La caldaia brontolava e sembrava impaziente; l’elica mordeva le acque che irrompevano con irresistibile furia fra le sue braccia; il tubo, raddrizzato, vomitava nubi di fumo, le quali, cosa strana, venivano aspirate dal vortice come se là vi fosse una pompa aspirante.
— Avanti! gridò sir John, ritto a timone.
O’Connor e Burthon puntarono i remi contro la roccia, e l’elice turbinò sollevando un largo sprazzo di spuma. Il battello, vigorosamente spinto sul tribordo e cacciato innanzi dall’elica, fendette il vortice rollando fortemente. La sua prua, acuta come un coltello, solida come una rupe, spezzò quei giri concentrici, s’inclinò, poi si raddrizzò balzando sulle onde.
— A tutto vapore, Morgan! gridò sir John.
La battaglia si era impegnata. La corrente, come se le rincrescesse di dover perdere quella preda, urtava con furia, si sollevava in onde, muggiva, ma il battello camminava sotto i vigorosi colpi dell’elica, traballando, alzandosi e abbassandosi, gemendo, come se soffrisse in quella ostinata lotta.

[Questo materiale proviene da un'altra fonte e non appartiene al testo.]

Issue #279, opened 2015-05-03
Suggestion: GameObject.replaceModel()


rafcolson:
Well, I think it would be nice to be able to replace the mesh of the object. Similar to the BGE: ```replaceMesh(String meshName, boolean useDisplayMesh, boolean usePhysicsMesh)``` and ```replaceMesh(String meshName)``` with ```useDisplayMesh = true``` and ```usePhysicsMesh = false``` as the default.

Only difference is that the mesh is replaced by a unique mesh. So we're not replacing one of the ```models```, we're adding a new model, being a copy of the specified model.

What do you think? Any suggestions? Improvements?

GoranM:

Per due minuti il valoroso Huascar, guidato dalla robusta mano dell’ingegnere, si dibattè fra le spire del vortice, poi ne uscì e si slanciò rapido come una freccia nel fiume che scendeva dal sud, largo quanto il Tamigi a Londra, nerissimo, rapidissimo, fiancheggiato da rocce altissime, liscie, tagliate proprio a picco.